Arteriosclerosis Thrombosis and Vascular Biology ◽

10.1161/atvb.36.suppl_1.403 ◽

2016 ◽

Vol 36 (suppl_1) ◽

Author(s):

Coen van Solingen ◽

Elizabeth J Hennessy ◽

Mireille Ouimet ◽

Kaitlyn Rinehold ◽

Maryem Hussein ◽

...

Keyword(s):

Cholesterol Efflux ◽

Target Genes ◽

Hdl Cholesterol ◽

Cholesterol Homeostasis ◽

Competing Endogenous Rna ◽

Cellular Cholesterol ◽

Expression Of Genes ◽

Non Coding Rna ◽

Non Coding Rnas ◽

X Receptors

The discovery of microRNAs (miRNA) targeting gene pathways involved in HDL and LDL metabolism illuminated the potent role of non-coding RNAs in the regulation of cholesterol homeostasis. Long non-coding RNAs (lncRNA) have also been identified as crucial regulators of gene expression; however, few have been fully characterized. Here we report a novel human lncRNA, CHROME (Cholesterol Homeostasis Regulator Of MicroRNA Expression), that functions as a competing endogenous RNA to regulate cellular cholesterol homeostasis. We show that CHROME has 7 broadly expressed variants that are transcriptionally regulated by the cholesterol-sensing liver X receptors. Computational analyses revealed that CHROME harbors binding sites for multiple (11) miRNAs involved in cholesterol homeostasis, including miR-27b and miR-33a/b, which function as hubs controlling the expression of genes involved in cholesterol efflux and HDL metabolism. Using CHROME knock-down and overexpression, we demonstrate that CHROME acts as a ‘miRNA sponge’ that sequesters these miRNAs, limiting their ability to repress target genes, including ABCA1, OSBPL6 and ANGPTL3. Consistent with this, we show that overexpression of CHROME increases cholesterol efflux, whereas its silencing reduces cholesterol efflux from primary human hepatocytes and macrophages. As hepatic cholesterol efflux via ABCA1 plays a central role in HDL biogenesis, we investigated the relationship of CHROME to its miRNA targets and plasma levels of HDL cholesterol in liver samples from a cohort of 200 healthy individuals.

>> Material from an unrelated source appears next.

PR #571, opened 2022-01-06
Honor configured sameSite in transient cookies so you can login to iframe using 'none'

### LINKED ISSUE #541: Checks.state argument is missing when trying to sign in inside an IFrame
### Description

This analysis showed that CHROME is inversely correlated with miR-27b and miR-33a/b levels, and positively correlated with levels of their target genes and plasma HDL cholesterol. Collectively, these findings identify CHROME as a key regulatory component of the non-coding RNA circuitry that controls cellular cholesterol efflux and plasma HDL levels in humans.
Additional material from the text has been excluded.